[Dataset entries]
-- Opening Marker --

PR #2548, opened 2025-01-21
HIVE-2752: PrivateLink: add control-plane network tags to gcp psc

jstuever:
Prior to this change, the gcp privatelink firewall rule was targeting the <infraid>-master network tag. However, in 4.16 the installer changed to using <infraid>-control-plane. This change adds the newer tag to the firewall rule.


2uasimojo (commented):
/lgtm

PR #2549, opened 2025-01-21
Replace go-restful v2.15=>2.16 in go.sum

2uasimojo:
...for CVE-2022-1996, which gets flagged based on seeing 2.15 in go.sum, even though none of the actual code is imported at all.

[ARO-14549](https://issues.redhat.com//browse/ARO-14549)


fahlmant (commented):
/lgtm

-- Closing Marker --
-- Opening Marker --

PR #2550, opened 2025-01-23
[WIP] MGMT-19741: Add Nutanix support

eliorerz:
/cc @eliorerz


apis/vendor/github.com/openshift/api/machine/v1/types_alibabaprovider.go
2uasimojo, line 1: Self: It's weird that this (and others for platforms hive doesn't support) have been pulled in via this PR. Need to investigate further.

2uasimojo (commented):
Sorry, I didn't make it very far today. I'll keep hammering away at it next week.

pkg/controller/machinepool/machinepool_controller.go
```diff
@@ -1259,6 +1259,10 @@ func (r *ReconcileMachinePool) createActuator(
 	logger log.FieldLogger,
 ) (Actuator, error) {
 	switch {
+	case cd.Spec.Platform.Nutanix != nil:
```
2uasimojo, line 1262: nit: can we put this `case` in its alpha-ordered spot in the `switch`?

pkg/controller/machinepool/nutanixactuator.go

-- Closing Marker --

» **ACTIVITY**
Which lines of the entries above contain the word "opened"? Copy each of them.

» **RESPONSE BELOW**
PR #2548, opened 2025-01-21
PR #2549, opened 2025-01-21
PR #2550, opened 2025-01-23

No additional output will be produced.